Take from the listing each line that has the string "license".

▶ THE INPUT
-- Opening Marker --

PR #382, opened 2024-08-19
refactor(threads): improve panic handling and docs

elenaf9:
# Description

Add some missing documentation about possible panics in `riot-rs-threads` when a function is expected to be called only inside a thread context.
Avoid panics where possible through early returns. 

Also adds some documentation for `Channel`.

## Issues/PRs references

Extracted from https://github.com/future-proof-iot/RIOT-rs/pull/381#discussion_r1721324000.

## Open Questions

- @ROMemories you proposed in https://github.com/future-proof-iot/RIOT-rs/pull/381#discussion_r1721324000 to use `NOTE(no-panic)`-style comments to document why an `unwrap` can't panic. I've instead used `expect`, because we a) don't know that it will never panic (it's the callers responsibility) and b) it prints the comment as part of the panic message. Wdyt?
 
- > Avoid panics where possible through early returns. 

This concerns the functions `yield_same` and `sleep`. If called from outside a thread context, the operations are now no-ops, instead of causing panics. Do you agree that we should prefer no-ops over panics as long as it doesn't cause any undefined behavior?

## Change checklist

### DIFF
--- a/src/riot-rs-threads/src/channel.rs
+++ b/src/riot-rs-threads/src/channel.rs
@@ -14,12 +14,13 @@ enum ChannelState {
     ReceiversWaiting(ThreadList),
 }
 
-pub struct Channel<T: Copy + Send> {
+/// Blocking channel for sending data between threads.
+pub struct Channel<T> {
     state: UnsafeCell<ChannelState>,
     phantom: core::marker::PhantomData<T>,
 }
 
-unsafe impl<T: Copy + Send> Sync for Channel<T> {}
+unsafe impl<T> Sync for Channel<T> {}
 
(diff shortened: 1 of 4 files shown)


elenaf9:
> maybe it would make sense to add debug_assert!s with a developer-friendly message, and unwrap otherwise

What would be the advantage of this compared to using `expect`?

According to the [Rust docs about Converting Errors into Panics](https://doc.rust-lang.org/core/error/index.html#converting-errors-into-panics):
>  Of the two, `expect` is generally preferred since its `msg` field allows you to convey your intent and assumptions which makes tracking down the source of a panic easier.

kaspar030:
lgtm!

PR #388, opened 2024-08-21
refactor!: remove the embassy module and all its uses

ROMemories:
# Description

The first commits keeps the `embassy` module for backward compatibility, but hides it from documentation.
The second one removes all uses and removes the `embassy` module entirely.

## Open Questions

~~Should we rewrite every uses of the `embassy` modules as part of this PR, or shall we do this gradually?~~ There were fewer uses than I anticipated, so I just went with it and removed them all.

## Change checklist


kaspar030:
LGTM.

Issue #243, opened 2024-04-10
tracking: SMP Support 


elenaf9:
# Summary

Add support for symmetric multiprocessing (SMP), i.e. platforms with multiple symmetric cores. 
An example for such a platform is the Raspberry RP2040, with Dual ARM Cortex-M0+ cores.

## Subtasks for basic a implementation 

A first implementation for the RP2040 is drafted in #241. There is quite a lot still missing there.
The below list includes some central tasks, but will grow while I am working on this.

- [x] ~#244~
- [x] Multicore support in the scheduler: #397 
  - [x] Schedule `n` highest-priority threads on the `n` cores
  - [x] Trigger scheduler of other cores
  - [x] Idle thread for each core
  - [x] Affinity Masks 
  - [x] Optimize scheduler invocations to reduce context switches and priority inversion
  - [x] Supported chips:
    - [x] RP2040 
    - [x] ESP32S3 
- [ ] Optimize locking primitives (spinlocks for shared resources, scheduler lock, ...)
  - Test different levels of locking (fine-grained vs one global lock)
  - Use independent internal critical section 

Additional features (to be discussed):
- [ ] Priority inheritance (for threads holding a shared resource). Started in #398. (_Is this orthogonal?_) 

## Benchmarks

The implementation should be tested with benchmarks to compare the performance with the single-core version.
Off the top of my head, some interesting metrics would be:
- Response time
- Makespan
- Priority inversions
- ...

_Edit: a set of benchmarks is currently implemented outside of this repo: [elenaf9/RIOT-rs-application](https://github.com/elenaf9/RIOT-rs-applications). Selected benchmarks will be moved in this repo eventually_).

kaspar030:
I consider this done, #389 is orthogonal.

PR #363, opened 2024-07-11
fix(atomics): clarify how we select portable-atomic's atomic implementations

ROMemories:
# Description

Tries to clarify how and why we select [`portable-atomic`](https://docs.rs/portable-atomic/latest/portable_atomic/)'s atomic implementations via its Cargo features.

## Issues/PRs references

N/A

## Open Questions

None

## Change checklist

- [x] I have cleaned up my commit history and squashed fixup commits.
- [x] I have followed the [Coding Conventions](../book/src/coding-conventions.md).
- [x] I have performed a self-review of my own code.
- [x] I have made corresponding changes to the documentation.

PR #397, opened 2024-09-05
feat(threads): multicore support 

elenaf9:
# Description

This PR adds support for symmetric multiprocessing (SMP) for `riot-rs-threads`. It's a refactor and continuation of #241.
Right now, only the RP2040 is supported. I am planning to also add support for esp32s3 in a follow-up PR.

The implementation follows a global scheduling approach where the highest _n_ ready threads are scheduled on the _n_ available cores. 
The main change in the scheduler logic is that it now removes the current thread from the runqueue, which is necessary so that a thread doesn't get picked twice. This also means that the thread has to be added to the runqueue again each time the scheduler is triggered (if it's still running). 
This introduces some overhead if the scheduler is triggered unnecessarily. The PR therefore also includes optimizations that make sure that the scheduler is only triggered when a context switch is actually needed.
The implementation furthermore also supports affinity masks, which allow restricting a thread to certain cores.

All multicore logic is feature-gated, so that the single-core implementation largely remains the same. I still notice some difference in preliminary benchmark data, which I am still investigating.

## Issues/PRs references

Tracking issue: #243 

Depends on:
- #455
- #456
- #457
- #458
- #459
- #460

### Idle threads

If there are no ready threads in the runqueue, the current (= on main) `sched` implementation `WFI`s in a loop. The context of the previous thread is only saved **after** a new thread is ready and the context is actually switched.
This causes some issues on multicore:
1. there is a race condition where it can happen that the still "unsaved" thread becomes ready again, and scheduled on the other core. That core would then pick up an outdated state.
2. we can't WFI inside the critical section because it would also block the other core

By adding idle threads, both of these issues are fixed and we furthermore avoid footguns related to interrupt priorities (e.g. right now we require that all embassy interrupts have a larger priority than `PendSV` so that they can preempt our scheduler when it's stuck in WFI). Wdyt?

## Open TODOS

- [x] Drop commits that have later been reverted (I kept them in the history for now for transparency)
- [ ] Post preliminary benchmark data 
   - compare: main vs this PR (`multicore` not enabled) vs this PR (`multicore` enabled) 
   - boards: RP2040 and nrf52840
   - benchmarks: `bench_sched_yield`, `bench_sched_flags` (new)

## Change checklist

### DIFF
--- a/Cargo.toml
+++ b/Cargo.toml
@@ -73,11 +73,11 @@ embassy-usb = { version = "0.3", default-features = false }
 embedded-hal = { version = "1.0.0", default-features = false }
 embedded-hal-async = { version = "1.0.0", default-features = false }
 
-esp-alloc = { git = "https://github.com/kaspar030/esp-hal", branch = "for-riot-rs-2024-10-16-0.21.1", default-features = false }
-esp-hal = { git = "https://github.com/kaspar030/esp-hal", branch = "for-riot-rs-2024-10-16-0.21.1", default-features = false }
-esp-hal-embassy = { git = "https://github.com/kaspar030/esp-hal", branch = "for-riot-rs-2024-10-16-0.21.1", default-features = false }
+esp-alloc = { git = "https://github.com/kaspar030/esp-hal", branch = "for-riot-rs-2024-10-16-0.21.1+pr2377", default-features = false }
+esp-hal = { git = "https://github.com/kaspar030/esp-hal", branch = "for-riot-rs-2024-10-16-0.21.1+pr2377", default-features = false }
+esp-hal-embassy = { git = "https://github.com/kaspar030/esp-hal", branch = "for-riot-rs-2024-10-16-0.21.1+pr2377", default-features = false }
 esp-println = "0.11.0"
-esp-wifi = { git = "https://github.com/kaspar030/esp-hal", branch = "for-riot-rs-2024-10-16-0.21.1", default-features = false }
+esp-wifi = { git = "https://github.com/kaspar030/esp-hal", branch = "for-riot-rs-2024-10-16-0.21.1+pr2377", default-features = false }
 
 linkme = { version = "0.3.21", features = ["used_linker"] }
 
--- a/Cargo.toml
+++ b/Cargo.toml
@@ -104,6 +104,7 @@ once_cell = { version = "=1.19.0", default-features = false, features = [
   "critical-section",
 ] }
 paste = { version = "1.0" }
+rp-pac = { version = "6.0", default-features = false }
 static_cell = { version = "2.0.0", features = ["nightly"] }
 
 [profile.dev]
--- a/examples/threading-multicore/Cargo.toml
+++ b/examples/threading-multicore/Cargo.toml
@@ -1,0 +1,11 @@
+[package]
+name = "threading-multicore"
+version = "0.1.0"
+authors = ["Elena Frank <elena.frank@proton.me>"]
+edition.workspace = true
+license.workspace = true
+publish = false
+
+[dependencies]
+riot-rs = { path = "../../src/riot-rs", features = ["threading"] }
+riot-rs-boards = { path = "../../src/riot-rs-boards" }
--- a/examples/threading-multicore/Cargo.toml
+++ b/examples/threading-multicore/Cargo.toml
@@ -7,5 +7,8 @@ license.workspace = true
 publish = false
 
 [dependencies]
-riot-rs = { path = "../../src/riot-rs", features = ["threading"] }
+riot-rs = { path = "../../src/riot-rs", features = [
+  "threading",
+  "core-affinity",
+] }
 riot-rs-boards = { path = "../../src/riot-rs-boards" }
--- a/examples/threading-multicore/Cargo.toml
+++ b/examples/threading-multicore/Cargo.toml
@@ -7,8 +7,5 @@ license.workspace = true
 publish = false
 
 [dependencies]
-riot-rs = { path = "../../src/riot-rs", features = [
-  "threading",
-  "core-affinity",
-] }
+riot-rs = { path = "../../src/riot-rs", features = ["core-affinity"] }
 riot-rs-boards = { path = "../../src/riot-rs-boards" }
--- a/examples/threading-multicore/README.md
+++ b/examples/threading-multicore/README.md
@@ -1,0 +1,15 @@
+# threading multicore
+
+## About
+
+This application demonstrates basic threading on multicore.
+
+## How to run
+
+In this folder, run
+
+    laze build -b rpi-pico run
+
+The application will start two threads that each print their ID and the core that they are running on, before
+entering a busy loop.
+The thread that is started first in pinned to Core 1 using core affinities.
--- a/src/riot-rs-rt/Cargo.toml
+++ b/src/riot-rs-rt/Cargo.toml
@@ -17,16 +17,20 @@ riot-rs-utils = { workspace = true }
 rtt-target = { version = "0.5.0", optional = true }
 
 [target.'cfg(context = "cortex-m")'.dependencies]
-cortex-m = { workspace = true, features = ["critical-section-single-core"] }
+cortex-m = { workspace = true }
 cortex-m-rt = { workspace = true }
 
 [target.'cfg(context = "rp2040")'.dependencies]
 # Use critical-section to provide an atomic CAS implementation.
 portable-atomic = { workspace = true, features = ["critical-section"] }
+embassy-rp = { workspace = true, features = ["critical-section-impl"] }
 
 [target.'cfg(context = "esp")'.dependencies]
 esp-hal = { workspace = true, default-features = false }
 portable-atomic = { workspace = true }
+
+[target.'cfg(context = "nrf")'.dependencies]
+cortex-m = { workspace = true, features = ["critical-section-single-core"] }
 
 [features]
 #default = ["threading"]
--- a/src/riot-rs-rt/Cargo.toml
+++ b/src/riot-rs-rt/Cargo.toml
@@ -21,9 +21,8 @@ cortex-m = { workspace = true }
 cortex-m-rt = { workspace = true }
 
 [target.'cfg(context = "rp2040")'.dependencies]
-# Use critical-section to provide an atomic CAS implementation.
+embassy-rp = { workspace = true, optional = true }
 portable-atomic = { workspace = true, features = ["critical-section"] }
-embassy-rp = { workspace = true, features = ["critical-section-impl"] }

-- Closing Marker --

▶ WRITTEN SOLUTION
+license.workspace = true
@@ -7,5 +7,8 @@ license.workspace = true
@@ -7,8 +7,5 @@ license.workspace = true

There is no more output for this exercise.